Data supplied
PR #601, opened 2022-04-19
add taxonomy navigation through search page

aurel-l:
## Purpose
Taxonomy entry children navigation https://www.ebi.ac.uk/panda/jira/browse/TRM-27018

## Approach
Since we're not going to get all direct children in the initial payload, I opted to use the navigation as a "preview" of the corresponding search. Make it look like the ExpandableList component, but one will expand to the corresponding taxonomy search for either the direct children (through a "parent" search) or all the descendants (through an "ancestor" search)

## Testing
Added a test for the new ChildNavigation component

## Checklist

### DIFF
--- a/src/supporting-data/taxonomy/components/entry/ChildNavigation.tsx
+++ b/src/supporting-data/taxonomy/components/entry/ChildNavigation.tsx
@@ -1,0 +1,73 @@
+import { Link } from 'react-router-dom';
+import { Button } from 'franklin-sites';
+
+import { pluralise } from '../../../../shared/utils/utils';
+import {
+  getEntryPath,
+  LocationToPath,
+  Location,
+} from '../../../../app/config/urls';
+
+import { TaxonomyAPIModel } from '../../adapters/taxonomyConverter';
+import { Namespace } from '../../../../shared/types/namespaces';
+
+import styles from './styles/child-navigation.module.css';
+
+// Match the "ExpandableList" default count
+export const CHILDREN_TO_DISPLAY = 5;
+
+const ChildNavigation = ({
+  taxonId,
+  childTaxons,
+  total,
+}: {
+  taxonId: number;
+  childTaxons: TaxonomyAPIModel[];
+  total: number;
+}) => {
+  const remainingChildren = total - CHILDREN_TO_DISPLAY;
+  return (
+    <ul className="no-bullet">
+      {childTaxons.map((child) => (
+        <li key={child.taxonId}>
+          <Link to={getEntryPath(Namespace.taxonomy, child.taxonId)}>
+            {child.commonName || child.scientificName || child.taxonId}
+          </Link>
+        </li>
+      ))}
+      <li>
+        <Button
+          to={{
+            pathname: LocationToPath[Location.TaxonomyResults],
+            search: `query=parent:${taxonId}`,
+          }}
+          element={Link}
+          variant="tertiary"
+          className={styles['no-margin']}
+        >
+          {remainingChildren > 0
+            ? `${remainingChildren} more direct ${pluralise(
+                'child',
+                remainingChildren,
+                'children'
+              )}`
+            : 'Browse all direct children'}
+        </Button>
+      </li>
+      <li>
+        <Button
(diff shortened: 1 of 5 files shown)


src/supporting-data/taxonomy/components/entry/ChildNavigation.tsx
```diff
@@ -0,0 +1,73 @@
...
+          to={{
+            pathname: LocationToPath[Location.TaxonomyResults],
+            search: `query=parent:${taxonId}`,
+          }}
+          element={Link}
+          variant="tertiary"
+          className={styles['no-margin']}
+        >
+          {remainingChildren > 0
+            ? `${remainingChildren} more direct ${pluralise(
```
dlrice, line 49: 1. I like the word `browse` you've used in

- "Browse all direct children"
- "Browse all descendants"

because it lets me know that I'm going to be taken to a new page of results when I click the button. What do you think about also having it for the case of `remainingChilren > 0` too? Eg

`22 more direct children`  --> `Browse 22 more direct children`

2. What do you think about just showing `Browse all direct children (27)` (eg not subtracting what is visible from the count) as in a sense we are browsing all of the direct children (and not just those that aren't currently visible).

src/supporting-data/taxonomy/components/entry/ChildNavigation.tsx
```diff
@@ -0,0 +1,73 @@
...
+    <ul className="no-bullet">
+      {childTaxons.map((child) => (
+        <li key={child.taxonId}>
+          <Link to={getEntryPath(Namespace.taxonomy, child.taxonId)}>
+            {child.commonName || child.scientificName || child.taxonId}
+          </Link>
+        </li>
+      ))}
+      <li>
+        <Button
```
dlrice, line 39: Could this just be a `Link`?

src/supporting-data/taxonomy/components/entry/ChildNavigation.tsx
```diff
@@ -0,0 +1,73 @@
...
+          to={{
+            pathname: LocationToPath[Location.TaxonomyResults],
+            search: `query=ancestor:${taxonId}`,
+          }}
+          element={Link}
+          variant="tertiary"
+        >
+          Browse all descendants
```
dlrice, line 66: We've changed the wording from the current site (`All lower taxonomy nodes (547,824)`). Would be worth sanity checking with Marija, if she hasn't already.

src/supporting-data/taxonomy/components/entry/ChildNavigation.tsx
aurel-l: I like option 2. Less logic, less cognitive overhead for the user (now it would be "so... 22 + the ones I see, let's count...").
I will do that

src/supporting-data/taxonomy/components/entry/ChildNavigation.tsx
aurel-l: It's to get the styles of the button to reproduce the style of the ExpandableList pattern. Somehow a Button (even if it's actually a link styled with the Button's classes) would match the pattern's size whereas just a plain link wouldn't.
I'll retry that now in case I find a cleaner approach today with a fresh mind

src/supporting-data/taxonomy/components/entry/ChildNavigation.tsx
aurel-l: She was OK with the wording when I showed her yesterday

src/supporting-data/taxonomy/components/entry/ChildNavigation.tsx
aurel-l: OK, so I had a look and I think I prefer calling the franklin Button component even if it's just in order to inject the classes (`button` and `tertiary`) instead of injecting the classes myself, because the component import is explicit whereas using global classes will make any refactor in the future more complicated.
Also, in the end it does render just an `a` tag so semantically the output is fine.

dlrice (approved):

Activity
Search the records above for the string "dlrice". Report each line that has it.

Output
dlrice, line 49: 1. I like the word `browse` you've used in
dlrice, line 39: Could this just be a `Link`?
dlrice, line 66: We've changed the wording from the current site (`All lower taxonomy nodes (547,824)`). Would be worth sanity checking with Marija, if she hasn't already.
dlrice (approved):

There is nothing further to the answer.